Indian Journal of Agricultural Research, volume 55 issue 6 (december 2021) : 751-755

The Effect of Aeroponic Potato Seeds from the Tropical Lowland and Highland Based on Size on the Growth and Yield to Become Advanced Seeds by Irrigation

Eni Sumarni1,*, Loekas Soesanto2, Noor Farid2, Ardiansyah1
1Department of Agricultural Technology, Faculty of Agriculture, Jenderal Soedirman University, Purwokerto, Indonesia.
2Department of Agrotechnology, Faculty of Agriculture, Jenderal Soedirman University, Purwokerto, Indonesia.
Cite article:- Sumarni Eni, Soesanto Loekas, Farid Noor, Ardiansyah (2021). The Effect of Aeroponic Potato Seeds from the Tropical Lowland and Highland Based on Size on the Growth and Yield to Become Advanced Seeds by Irrigation . Indian Journal of Agricultural Research. 55(6): 751-755. doi: 10.18805/IJARe.A-514.

ABSTRACT

Background: Potato seed production with aeroponic technology can produce a large number of seeds, besides that it is also healthy because it uses plant seeds from tissue culture. However, how the quality of aeroponic seeds produced to become the next seed (growth capacity) has not been studied and scientifically informed. This research aimed to obtain the effect of aeroponic seed yields from the low and high plains based on their size on the growth and yield into advanced seeds. Potato seeds used were from the highland and lowland using aeroponic technology. 

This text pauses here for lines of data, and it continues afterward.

PR #14831, opened 2022-05-04
Migrate ssh-X testsuite to libyui

rakoenig:
- This commit migrates the ssh-X testsuite from a needle based approach
  to libyui. So we don't care if YaST windows are fullscreen or not.

Note that the VR for ppc64le still fails because when libyui sends the "press next" event in install_SLES there are still popups showing up sporadically on the screen, so this event won't arrive at YaST, even if the YUIRestServer sends an "200 OK" response back. Then in the next step accept license will complain that the required page will not appear. 

- Related ticket: https://progress.opensuse.org/issues/106514
- Needles: 
- Verification run: [Verification runs](https://openqa.suse.de/tests/overview?distri=sle&version=15-SP4&build=rakoenig_fix_ensure_fullscreen&groupid=96)

### DIFF
--- a/schedule/yast/ssh-x.yaml
+++ b/schedule/yast/ssh-x.yaml
@@ -3,30 +3,38 @@ description:    >
   Conduct an installation using ssh with X-Forwarding.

Methods: This research was conducted in the highland (1000 m above sea level) from April to July 2017. Seeds were classified as S ≤ 1 mg, 1 ≤ Md ≤ 10 g and L ≥ 10 g. This research used a randomized block design with seven repetitions. The tried factors were as follows: 1. The origin of aeroponic seeds (A): A1 (lowland), A2 (highland); 2. The size of aeroponic seeds (U): U1 (S), U2 (M), U3 (L). Plant growth parameters included plant height, number of leaves and number of tubers. 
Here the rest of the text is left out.